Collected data
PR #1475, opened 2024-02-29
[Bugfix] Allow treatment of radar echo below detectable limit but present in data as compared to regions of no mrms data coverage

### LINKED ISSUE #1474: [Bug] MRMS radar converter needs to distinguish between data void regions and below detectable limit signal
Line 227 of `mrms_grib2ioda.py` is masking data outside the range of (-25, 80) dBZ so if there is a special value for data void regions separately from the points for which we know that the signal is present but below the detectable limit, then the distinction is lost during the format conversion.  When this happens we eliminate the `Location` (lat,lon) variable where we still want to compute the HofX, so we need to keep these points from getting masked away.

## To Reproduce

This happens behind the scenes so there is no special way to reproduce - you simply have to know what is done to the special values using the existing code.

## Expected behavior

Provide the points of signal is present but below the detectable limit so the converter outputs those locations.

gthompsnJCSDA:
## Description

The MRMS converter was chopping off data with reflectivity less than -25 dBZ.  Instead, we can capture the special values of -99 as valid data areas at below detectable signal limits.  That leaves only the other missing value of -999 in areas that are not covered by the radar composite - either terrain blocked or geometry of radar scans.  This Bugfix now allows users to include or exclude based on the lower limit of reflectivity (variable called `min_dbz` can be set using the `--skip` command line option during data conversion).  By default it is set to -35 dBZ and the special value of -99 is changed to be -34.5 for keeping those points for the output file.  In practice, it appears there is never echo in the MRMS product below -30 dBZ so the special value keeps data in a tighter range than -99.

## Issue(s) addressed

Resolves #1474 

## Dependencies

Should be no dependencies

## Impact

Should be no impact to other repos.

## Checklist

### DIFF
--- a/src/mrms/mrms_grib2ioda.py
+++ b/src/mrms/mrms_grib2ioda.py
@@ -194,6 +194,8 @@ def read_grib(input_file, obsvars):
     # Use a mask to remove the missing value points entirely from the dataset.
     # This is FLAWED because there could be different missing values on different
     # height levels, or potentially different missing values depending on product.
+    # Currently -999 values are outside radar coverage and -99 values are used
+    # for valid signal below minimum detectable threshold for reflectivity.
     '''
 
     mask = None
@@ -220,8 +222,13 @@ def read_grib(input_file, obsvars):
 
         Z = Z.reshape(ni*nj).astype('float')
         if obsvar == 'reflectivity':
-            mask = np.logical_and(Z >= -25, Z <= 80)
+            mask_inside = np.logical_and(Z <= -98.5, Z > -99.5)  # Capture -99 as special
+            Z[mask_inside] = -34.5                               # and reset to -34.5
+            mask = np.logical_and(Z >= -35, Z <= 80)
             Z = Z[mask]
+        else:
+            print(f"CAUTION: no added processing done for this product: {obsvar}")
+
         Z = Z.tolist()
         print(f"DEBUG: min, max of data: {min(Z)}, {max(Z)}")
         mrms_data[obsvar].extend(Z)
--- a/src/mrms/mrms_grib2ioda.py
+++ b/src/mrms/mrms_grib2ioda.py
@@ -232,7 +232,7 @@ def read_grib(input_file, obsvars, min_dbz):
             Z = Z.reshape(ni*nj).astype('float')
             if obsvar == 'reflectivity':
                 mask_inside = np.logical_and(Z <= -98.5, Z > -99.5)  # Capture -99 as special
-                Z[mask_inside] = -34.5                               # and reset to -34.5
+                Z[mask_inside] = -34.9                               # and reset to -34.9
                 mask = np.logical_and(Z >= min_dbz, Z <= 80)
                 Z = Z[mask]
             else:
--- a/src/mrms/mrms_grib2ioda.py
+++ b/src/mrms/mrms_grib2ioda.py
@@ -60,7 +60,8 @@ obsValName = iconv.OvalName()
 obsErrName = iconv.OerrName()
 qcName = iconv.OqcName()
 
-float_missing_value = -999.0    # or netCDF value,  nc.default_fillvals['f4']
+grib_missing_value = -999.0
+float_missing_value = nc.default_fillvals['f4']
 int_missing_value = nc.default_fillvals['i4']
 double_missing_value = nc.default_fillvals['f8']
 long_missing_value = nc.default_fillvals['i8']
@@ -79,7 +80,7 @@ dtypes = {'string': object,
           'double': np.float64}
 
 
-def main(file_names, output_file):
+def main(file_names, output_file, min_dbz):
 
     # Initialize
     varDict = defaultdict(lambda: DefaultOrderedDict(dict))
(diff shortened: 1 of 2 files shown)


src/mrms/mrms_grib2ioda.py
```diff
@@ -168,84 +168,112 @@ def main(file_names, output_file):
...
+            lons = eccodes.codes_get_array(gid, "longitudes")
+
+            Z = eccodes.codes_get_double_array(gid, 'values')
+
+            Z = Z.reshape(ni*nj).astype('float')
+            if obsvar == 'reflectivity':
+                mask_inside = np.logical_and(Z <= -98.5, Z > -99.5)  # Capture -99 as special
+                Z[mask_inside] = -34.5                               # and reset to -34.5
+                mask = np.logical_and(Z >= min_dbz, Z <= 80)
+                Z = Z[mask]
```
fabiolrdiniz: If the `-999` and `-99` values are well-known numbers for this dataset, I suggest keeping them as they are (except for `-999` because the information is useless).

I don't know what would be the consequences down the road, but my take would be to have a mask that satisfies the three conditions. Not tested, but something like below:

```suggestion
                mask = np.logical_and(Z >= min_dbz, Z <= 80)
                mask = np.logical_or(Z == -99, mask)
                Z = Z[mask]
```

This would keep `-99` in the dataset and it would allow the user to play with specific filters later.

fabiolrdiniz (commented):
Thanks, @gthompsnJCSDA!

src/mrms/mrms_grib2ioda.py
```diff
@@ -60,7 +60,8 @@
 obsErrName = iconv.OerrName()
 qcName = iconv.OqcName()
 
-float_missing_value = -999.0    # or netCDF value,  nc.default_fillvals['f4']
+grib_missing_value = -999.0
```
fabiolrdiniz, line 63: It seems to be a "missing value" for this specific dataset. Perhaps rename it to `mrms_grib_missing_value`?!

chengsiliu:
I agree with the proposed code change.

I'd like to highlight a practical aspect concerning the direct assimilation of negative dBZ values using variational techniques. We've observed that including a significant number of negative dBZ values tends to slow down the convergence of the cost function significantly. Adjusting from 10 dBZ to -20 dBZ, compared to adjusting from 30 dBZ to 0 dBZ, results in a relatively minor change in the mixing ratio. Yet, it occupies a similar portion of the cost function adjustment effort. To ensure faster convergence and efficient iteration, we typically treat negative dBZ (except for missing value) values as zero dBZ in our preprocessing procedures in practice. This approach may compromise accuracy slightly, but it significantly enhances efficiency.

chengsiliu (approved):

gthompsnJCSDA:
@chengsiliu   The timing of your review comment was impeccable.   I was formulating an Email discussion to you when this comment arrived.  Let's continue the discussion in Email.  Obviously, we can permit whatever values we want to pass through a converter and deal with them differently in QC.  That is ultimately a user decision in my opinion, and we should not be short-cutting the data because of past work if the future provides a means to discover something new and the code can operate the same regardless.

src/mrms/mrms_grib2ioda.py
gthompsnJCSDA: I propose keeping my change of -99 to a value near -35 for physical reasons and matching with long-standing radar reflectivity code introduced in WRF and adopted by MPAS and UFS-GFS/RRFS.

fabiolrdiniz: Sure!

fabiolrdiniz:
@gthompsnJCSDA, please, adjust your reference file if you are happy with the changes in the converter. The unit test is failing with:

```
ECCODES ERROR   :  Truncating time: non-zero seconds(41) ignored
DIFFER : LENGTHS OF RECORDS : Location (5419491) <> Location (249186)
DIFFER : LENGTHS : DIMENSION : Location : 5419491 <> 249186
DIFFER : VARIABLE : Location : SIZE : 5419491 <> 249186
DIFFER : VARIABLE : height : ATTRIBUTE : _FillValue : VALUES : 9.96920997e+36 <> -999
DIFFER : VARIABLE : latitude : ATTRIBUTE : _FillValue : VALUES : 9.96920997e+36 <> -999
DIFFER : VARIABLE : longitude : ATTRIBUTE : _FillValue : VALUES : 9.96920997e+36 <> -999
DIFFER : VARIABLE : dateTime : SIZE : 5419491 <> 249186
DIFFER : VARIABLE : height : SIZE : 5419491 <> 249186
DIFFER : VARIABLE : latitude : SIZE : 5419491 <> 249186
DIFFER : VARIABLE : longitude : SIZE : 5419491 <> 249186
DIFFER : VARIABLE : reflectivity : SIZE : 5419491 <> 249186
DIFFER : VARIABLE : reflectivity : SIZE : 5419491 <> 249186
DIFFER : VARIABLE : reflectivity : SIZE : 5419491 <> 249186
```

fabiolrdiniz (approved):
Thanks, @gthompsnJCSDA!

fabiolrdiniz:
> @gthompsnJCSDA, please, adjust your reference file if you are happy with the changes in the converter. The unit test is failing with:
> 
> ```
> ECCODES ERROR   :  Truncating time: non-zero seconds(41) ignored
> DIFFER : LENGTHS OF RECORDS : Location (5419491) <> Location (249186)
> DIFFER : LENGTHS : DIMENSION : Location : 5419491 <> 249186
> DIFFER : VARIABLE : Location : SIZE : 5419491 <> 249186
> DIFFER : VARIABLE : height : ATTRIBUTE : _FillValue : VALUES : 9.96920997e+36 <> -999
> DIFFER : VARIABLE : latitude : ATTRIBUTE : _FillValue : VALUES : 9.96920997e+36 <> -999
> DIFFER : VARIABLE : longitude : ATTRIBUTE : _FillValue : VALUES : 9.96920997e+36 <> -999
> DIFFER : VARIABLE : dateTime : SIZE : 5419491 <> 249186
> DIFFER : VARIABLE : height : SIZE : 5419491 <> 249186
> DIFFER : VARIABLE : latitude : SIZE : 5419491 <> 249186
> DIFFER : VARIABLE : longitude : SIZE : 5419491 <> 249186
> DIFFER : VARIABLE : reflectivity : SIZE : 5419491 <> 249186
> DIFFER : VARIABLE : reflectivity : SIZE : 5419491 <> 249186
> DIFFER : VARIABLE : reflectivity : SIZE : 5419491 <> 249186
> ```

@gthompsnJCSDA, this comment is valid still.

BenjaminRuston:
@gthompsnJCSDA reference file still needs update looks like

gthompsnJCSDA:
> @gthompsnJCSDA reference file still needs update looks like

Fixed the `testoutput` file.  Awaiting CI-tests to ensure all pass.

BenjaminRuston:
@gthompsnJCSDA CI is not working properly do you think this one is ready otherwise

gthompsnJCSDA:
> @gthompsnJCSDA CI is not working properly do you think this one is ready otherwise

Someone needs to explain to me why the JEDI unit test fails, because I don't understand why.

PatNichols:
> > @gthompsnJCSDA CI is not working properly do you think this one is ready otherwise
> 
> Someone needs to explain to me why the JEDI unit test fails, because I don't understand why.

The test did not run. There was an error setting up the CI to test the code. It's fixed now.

**Exercise details**
All lines above that hold the string "otherwise" should be copied.

**Response to the task**
@gthompsnJCSDA CI is not working properly do you think this one is ready otherwise
> @gthompsnJCSDA CI is not working properly do you think this one is ready otherwise
> > @gthompsnJCSDA CI is not working properly do you think this one is ready otherwise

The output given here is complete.